During the Fall of 2020, the Defense Advanced Research Projects Agency (DARPA) awarded Telesat a contract to aid the Blackjack constellation. Can you provide an update on this? 

Tom Eaton
While we can’t share much detail, we are continuing to fulfill work as contracted by DARPA. Telesat is on-target to deliver two LEO Croupier spacecraft buses to DARPA. The Telesat Lightspeed constellation includes several distinctive features that align with the Blackjack program vision, including spacecraft buses with native OISL capability, self-healing mesh networking, onboard processing and a full global network architecture backed by global priority spectrum allocations. 

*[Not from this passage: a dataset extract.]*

PR #4563, opened 2016-04-07
Full viewer button link

will-moore:
See https://trello.com/c/vRHQSsTs/59-full-viewer-button-to-be-link and https://github.com/openmicroscopy/openmicroscopy/issues/4558

This PR makes the thumbnails and the Full Viewer buttons into html ```<a>``` links which means you can right-click and "Open link in new tab".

Are there any other opportunities that Telesat is looking to pursue to help aid the defense industry in the U.S. and across the world? 

Tom Eaton 
Allied Nations are keenly interested in Telesat Lightspeed due to its high capacity, security and resiliency. The truly global footprint of the network with over 15 Tbps of capacity provides a compelling value proposition across the globe. 

There is an interest in “hosted satellites’’ — government-developed and designed satellites that are focused on scientific, humanitarian and defense related initiatives. Hosted satellites can connect to the Telesat Lightspeed constellation, performing their missions while using satellite-to-satellite linking over OISLs or Ka-band user beams to move the hosted-satellite’s data securely to any location in the world via the Telesat Lightspeed network. 

As an example: A hosted LEO weather satellite with sensors can detect weather patterns in real-time and quickly transmits the data via OISL or Ka- band links to the Telesat Lightspeed space relay network to deliver data to a command center. 

What is Telesat’s vision for defense connectivity and communications a decade from now? 

Tom Eaton
Ten years from now we want to continue being a trusted and reliable provider to the government and defense — even more so than we are today. Telesat’s 52-year heritage in the satellite communications space is seen as a benchmark and we’ve developed the reputation of having some of the best developed and engineered products on the market serving a global customer base. If I can say anything with certainty about Telesat’s future it is that we will continue to provide innovative, reliable, resilient and secure products well beyond today.